======== Data excerpts

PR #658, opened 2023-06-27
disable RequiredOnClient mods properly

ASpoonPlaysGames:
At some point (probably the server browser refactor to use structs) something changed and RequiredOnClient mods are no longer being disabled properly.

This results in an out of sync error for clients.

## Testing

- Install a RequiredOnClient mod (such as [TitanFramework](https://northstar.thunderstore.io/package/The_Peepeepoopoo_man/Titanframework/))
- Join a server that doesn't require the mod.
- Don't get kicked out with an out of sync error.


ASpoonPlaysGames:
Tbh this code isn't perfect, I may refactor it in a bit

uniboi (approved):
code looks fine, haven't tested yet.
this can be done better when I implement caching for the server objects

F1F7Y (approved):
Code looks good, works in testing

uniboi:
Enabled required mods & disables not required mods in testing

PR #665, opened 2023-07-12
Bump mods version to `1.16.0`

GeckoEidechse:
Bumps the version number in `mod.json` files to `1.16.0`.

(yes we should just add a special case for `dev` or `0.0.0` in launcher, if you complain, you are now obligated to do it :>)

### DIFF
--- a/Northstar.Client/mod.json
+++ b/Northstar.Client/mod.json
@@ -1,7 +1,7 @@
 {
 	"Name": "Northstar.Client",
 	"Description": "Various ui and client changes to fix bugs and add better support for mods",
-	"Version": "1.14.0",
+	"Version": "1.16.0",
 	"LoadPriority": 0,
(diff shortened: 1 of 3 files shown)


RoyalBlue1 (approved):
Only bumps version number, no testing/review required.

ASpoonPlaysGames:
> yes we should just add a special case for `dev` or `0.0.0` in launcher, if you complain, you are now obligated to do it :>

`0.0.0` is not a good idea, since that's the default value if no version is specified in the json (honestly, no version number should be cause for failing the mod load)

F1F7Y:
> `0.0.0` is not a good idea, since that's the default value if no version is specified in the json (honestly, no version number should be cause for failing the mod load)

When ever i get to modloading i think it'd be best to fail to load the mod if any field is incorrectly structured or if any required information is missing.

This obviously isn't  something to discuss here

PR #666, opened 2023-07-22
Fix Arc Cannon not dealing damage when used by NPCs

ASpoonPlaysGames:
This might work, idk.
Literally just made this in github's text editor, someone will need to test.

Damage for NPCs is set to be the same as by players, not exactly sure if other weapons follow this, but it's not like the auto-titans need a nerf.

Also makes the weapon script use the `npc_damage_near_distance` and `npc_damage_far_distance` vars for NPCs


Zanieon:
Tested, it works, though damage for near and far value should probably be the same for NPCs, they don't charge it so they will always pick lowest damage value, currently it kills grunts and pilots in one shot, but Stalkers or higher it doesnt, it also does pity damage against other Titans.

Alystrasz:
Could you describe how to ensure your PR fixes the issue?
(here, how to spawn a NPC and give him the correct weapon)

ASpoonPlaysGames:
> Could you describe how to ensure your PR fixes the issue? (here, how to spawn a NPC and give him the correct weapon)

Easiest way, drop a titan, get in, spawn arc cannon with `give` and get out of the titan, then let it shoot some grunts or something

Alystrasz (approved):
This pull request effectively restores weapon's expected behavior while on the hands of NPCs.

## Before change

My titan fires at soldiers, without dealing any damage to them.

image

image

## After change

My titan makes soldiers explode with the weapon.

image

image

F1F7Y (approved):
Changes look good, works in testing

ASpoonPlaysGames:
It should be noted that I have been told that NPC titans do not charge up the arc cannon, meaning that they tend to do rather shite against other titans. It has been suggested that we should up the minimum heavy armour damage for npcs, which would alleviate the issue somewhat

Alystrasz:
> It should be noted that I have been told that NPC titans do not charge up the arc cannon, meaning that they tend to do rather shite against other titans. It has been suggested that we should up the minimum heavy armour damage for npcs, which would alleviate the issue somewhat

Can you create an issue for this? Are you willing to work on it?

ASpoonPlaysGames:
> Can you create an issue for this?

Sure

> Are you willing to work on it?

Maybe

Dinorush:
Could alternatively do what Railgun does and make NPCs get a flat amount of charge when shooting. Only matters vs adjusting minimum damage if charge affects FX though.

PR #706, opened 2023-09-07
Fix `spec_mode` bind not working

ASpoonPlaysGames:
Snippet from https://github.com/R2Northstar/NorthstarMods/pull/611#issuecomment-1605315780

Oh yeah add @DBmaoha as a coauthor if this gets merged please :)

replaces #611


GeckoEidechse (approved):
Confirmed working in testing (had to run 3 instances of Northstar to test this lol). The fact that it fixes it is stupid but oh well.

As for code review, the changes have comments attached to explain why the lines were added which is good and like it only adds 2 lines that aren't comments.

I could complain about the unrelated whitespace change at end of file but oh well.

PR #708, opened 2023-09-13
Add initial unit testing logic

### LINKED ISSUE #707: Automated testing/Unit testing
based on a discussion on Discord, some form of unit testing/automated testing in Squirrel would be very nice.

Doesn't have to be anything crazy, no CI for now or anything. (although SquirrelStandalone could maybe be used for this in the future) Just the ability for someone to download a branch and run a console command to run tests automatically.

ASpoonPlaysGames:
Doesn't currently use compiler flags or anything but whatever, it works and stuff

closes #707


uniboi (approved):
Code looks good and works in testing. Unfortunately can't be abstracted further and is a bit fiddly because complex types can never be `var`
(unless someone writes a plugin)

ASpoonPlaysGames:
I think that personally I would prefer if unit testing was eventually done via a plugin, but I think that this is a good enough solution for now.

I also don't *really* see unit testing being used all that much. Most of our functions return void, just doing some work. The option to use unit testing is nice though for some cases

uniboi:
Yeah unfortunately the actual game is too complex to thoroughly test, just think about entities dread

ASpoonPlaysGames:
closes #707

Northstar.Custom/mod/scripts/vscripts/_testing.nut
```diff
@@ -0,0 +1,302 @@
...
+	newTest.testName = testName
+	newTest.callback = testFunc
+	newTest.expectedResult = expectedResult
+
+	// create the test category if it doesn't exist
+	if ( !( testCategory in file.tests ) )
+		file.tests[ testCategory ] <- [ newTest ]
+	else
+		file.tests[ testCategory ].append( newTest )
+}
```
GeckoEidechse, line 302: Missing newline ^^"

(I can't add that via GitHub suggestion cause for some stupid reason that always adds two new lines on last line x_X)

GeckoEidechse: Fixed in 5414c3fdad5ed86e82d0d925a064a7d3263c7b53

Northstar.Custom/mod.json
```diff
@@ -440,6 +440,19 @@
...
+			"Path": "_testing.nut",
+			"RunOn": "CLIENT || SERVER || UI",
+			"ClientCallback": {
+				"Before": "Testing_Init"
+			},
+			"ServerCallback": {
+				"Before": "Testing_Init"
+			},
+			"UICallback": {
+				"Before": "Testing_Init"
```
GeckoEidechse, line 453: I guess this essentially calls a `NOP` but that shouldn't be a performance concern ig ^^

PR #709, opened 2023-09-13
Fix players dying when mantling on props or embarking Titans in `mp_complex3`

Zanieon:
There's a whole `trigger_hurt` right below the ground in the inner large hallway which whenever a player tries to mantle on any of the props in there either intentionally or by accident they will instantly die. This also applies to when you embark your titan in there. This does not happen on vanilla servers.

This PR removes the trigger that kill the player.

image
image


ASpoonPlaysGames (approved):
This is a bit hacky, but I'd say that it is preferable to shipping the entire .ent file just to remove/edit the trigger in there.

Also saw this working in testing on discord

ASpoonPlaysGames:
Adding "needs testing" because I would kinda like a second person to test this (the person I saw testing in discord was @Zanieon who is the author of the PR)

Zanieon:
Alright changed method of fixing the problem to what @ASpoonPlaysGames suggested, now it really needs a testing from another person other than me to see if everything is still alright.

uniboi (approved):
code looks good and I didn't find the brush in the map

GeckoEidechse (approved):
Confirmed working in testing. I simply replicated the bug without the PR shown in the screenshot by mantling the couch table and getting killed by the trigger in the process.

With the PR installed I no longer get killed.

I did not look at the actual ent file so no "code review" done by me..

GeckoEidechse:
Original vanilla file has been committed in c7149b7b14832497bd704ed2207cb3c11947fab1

================

*Required work*: The lines you need are those containing "describe"; find them in the records and copy them.

*Written solution*:
Could you describe how to ensure your PR fixes the issue?
> Could you describe how to ensure your PR fixes the issue? (here, how to spawn a NPC and give him the correct weapon)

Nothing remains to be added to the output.